Why is D* so stubborn about not wanting the TiVo GUI in their top end box.
They wouldn't loose $$ over it, in fact they might just pick up more subs buy changing over.
It can't be that they think that it wouldn't be good for the corporation.

All I can think of is the bias of a few corporation executives that don't like TiVo.

If they think that it is a problem of hackers, show me one thread that they talk about the THR22 being hacked.
No one has been able to hack the hard drive to copy it to a larger drive and keep their recorded movies.

With expanding technology, the next DVR could have an embedded sold state hard drive on the main board, that would be the end of any chance of hacking the DVR.
Just hope when that happens it would be a minimum of a 1TB drive.

Well, will get off of my soap box now.
I hope that I gave D* something to think about.
73
-30-


----------



## TonyTheTiger (Dec 22, 2006)

Simple answer, IMO. They don't need to port it over!

Think about it. Would you want to have to share revenue with someone else if you had something perfectly capable (and some would say, superior!).

I think the THR22 was a way of meeting obligations, at least on the part of TiVo. Yes, the D* interface was lousy for the longest time, but it developed into something that is really quite good.

TiVo's business model is based on equipment and software sales to cable and OTA customers. When I worked for a cable company and we supplied the TiVo Premier to customers (alongside our own DVR and for the same rental price), the monthly charge was only $13.95 to the customer, of which the company managing the TiVo got, IIRC, $4.43. That covered the cost of the machine as well as the subscription. So imagine how small the margins are on the THR!

It's simply not worth it to them to invest programmers' time to reinvent the wheel.

(BTW, it's LOSE, not LOOSE!)


----------



## bearbig (Jan 25, 2007)

?????? PPV will not work?
Have yet to try. I would think very strongly of dumping my THR22 if true.


----------



## Diana Collins (Aug 21, 2002)

As Sheffield Steve points out, it is *possible* to watch a VOD through the THR-22, but it is the exception rather than the rule. When you add in the lack of multi-room viewing, no support for mobile devices, and the overall age of the TiVo UI that was ported, you have to *really* want to have both TiVo and DirecTV to accept the THR-22. If you want DirecTV, the better option is the Genie or the HR-24. If you want TiVo go with Cable (or FiOS if available).

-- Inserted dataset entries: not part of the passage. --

PR #182, opened 2026-07-05
Issue 173 bytea jdbctype

stalep:

PR #248, opened 2026-08-08
Import performance optimizations: 2.5x throughput improvement

stalep:
Three optimizations for the bulk import pipeline, verified with async-profiler CPU and allocation profiling on test 339 (rhivos-perf-comprehensive, 1,327 runs, 129 nodes):

1. Cache ValueEntity.sources collection in 2LC (ValueEntity.java)
   - Add @Cache(READ_ONLY) on the sources @ManyToMany collection
   - Eliminates N+1 collection loading when entities are served from the Hibernate second-level cache
   - Restore @Mutability(Immutability.class) on data field, accidentally removed in PR #182. Tells Hibernate the JqValue is immutable, reducing deep-copy overhead during cache entry construction (~6% throughput improvement)

2. Batch JPQL for source value loading in WorkService (WorkService.java)
   - Replace N separate em.find() + Hibernate.initialize(data) calls with a single JPQL query that eagerly loads source values with their data and sources collections in one round-trip
   - The 2LC does not cache @Basic(LAZY) BYTEA properties for entities with associations (filed as HHH-20773), so em.find() cache hits still triggered a DB round-trip for every lazy data access
   - The JPQL query bypasses this limitation entirely

3. Pre-compute ancestor node IDs for Work dependency checks (Work.java)
   - Add precomputeAncestors() that collects all transitive ancestor node IDs into a HashSet while the Hibernate session is open
   - dependsOn() uses O(1) Set.contains() instead of O(n) graph traversal through NodeEntity.dependsOn() which triggered Hibernate bytecode interceptor overhead on every getId() call
   - Called in WorkService.create() replacing the work.dependsOn(work) hack that only initialized lazy sources without caching results
   - Eliminates ~16% CPU from KahnDagSort during WorkQueue.addWorks()

Benchmark: test 339, 100 runs, batch=5, 8GB heap, 4 core / 10 max pool
  Before: 176 values/sec (baseline main branch)
  After:  434 values/sec (+147%)
  Steady-state peaks: 500-535 values/sec

### DIFF
--- a/src/main/java/io/hyperfoil/tools/h5m/entity/work/Work.java
+++ b/src/main/java/io/hyperfoil/tools/h5m/entity/work/Work.java
@@ -23,6 +23,12 @@ public class Work implements Runnable, Comparable<Work>{
 
     private Set<NodeEntity> activeNodes;
 
+    // Cached set of all transitive ancestor node IDs for activeNodes.
+    // Populated by precomputeAncestors() while the Hibernate session is open,
+    // then used by dependsOn() for O(1) lookups during WorkQueue sorting
+    // (which runs in afterCompletion, outside the session).
+    private Set<Long> ancestorNodeIds;
+
     /*
      * If the work should be performed after work for any dependent Nodes regardless of Values
      */
@@ -61,6 +67,7 @@ public class Work implements Runnable, Comparable<Work>{
 
     public void setActiveNodes(Set<NodeEntity> activeNodes) {
         this.activeNodes = activeNodes;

I don't think anyone can, in good conscience, recommend the THR-22 to a new user...it is just too limited a device.


----------



## stevel (Aug 23, 2000)

PPV does work, as best as I can tell. It's anything that requires an Internet download that doesn't work.


----------



## bearbig (Jan 25, 2007)

We do like the TIVO gui. We had an earlier model of DTV TIVO, so much that we purchased a series 3 (?) HD TIVO for our otr channels. Using our antenna for OTR as we get lots more stations than DTV provides. We can get stations from Montreal!
So far we like our THR22 even though it's not "state of the art".


----------



## BOBCAT (Nov 28, 2002)

If only D* didn't cripple the THR22 by not enabling the whole home feature.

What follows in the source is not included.